### Prompt
For each line in the records that contains "express", make a copy.

### The input

=== Begin Enclosure ===

Issue #949, opened 2026-01-29
ReferenceError: colors and logger warning are not defined when using --websocket flag


HarshVz:
## Bug: `colors is not defined` when using `--websocket` flag

When attempting to use the `--websocket` flag without the `--proxy` flag, the server crashes with a `ReferenceError: colors is not defined` error.

#### Environment Versions

1. **OS Type**: Windows 11
2. **Node version**: `v22.17.0` (or run `node --version`)
3. **http-server version**: `v14.1.2` (master branch, unreleased)

#### Steps to reproduce

1. Clone the repository and install dependencies:

   ```bash
   git clone https://github.com/http-party/http-server.git
   cd http-server
   npm install
   ```

2. Run http-server with the `--websocket` flag but without `--proxy`:

   ```bash
   node bin/http-server --websocket
   ```

3. Observe the crash

#### Expected result

The server should start and display a warning message:

```
WebSocket proxy will not be enabled because proxy is not enabled
```

Then continue running normally.

#### Actual result

The server crashes immediately with:

```
C:\Users\Harsh\V0 Builds\express\http-server\bin\http-server:233
      logger.warning(colors.yellow('WebSocket proxy will not be enabled because proxy is not enabled'));
                     ^

ReferenceError: colors is not defined
    at listen (C:\Users\Harsh\V0 Builds\express\http-server\bin\http-server:233:22)
    at C:\Users\Harsh\V0 Builds\express\http-server\bin\http-server:185:5
    ...
```

also, warning is not defined as well for logger:

<img width="341" height="30" alt="Image" src="https://github.com/user-attachments/assets/dc12cc03-1a61-4ccf-b6e8-f0ddd0244e29" />

#### Root Cause

There are **two bugs** on line 233 in `bin/http-server`:

1. **Undefined variable**: The code references `colors` which is never imported. The file imports `chalk` instead (line 5).
2. **Undefined method**: The code calls `logger.warning()` which doesn't exist. The logger object only has `info` and `request` methods (defined at lines 138-171).

**Current code (line 233):**

```javascript
logger.warning(
  colors.yellow(
    "WebSocket proxy will not be enabled because proxy is not enabled",
  ),
);
```

**Should be:**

=== End Enclosure ===

### Result of this task
C:\Users\Harsh\V0 Builds\express\http-server\bin\http-server:233
    at listen (C:\Users\Harsh\V0 Builds\express\http-server\bin\http-server:233:22)
    at C:\Users\Harsh\V0 Builds\express\http-server\bin\http-server:185:5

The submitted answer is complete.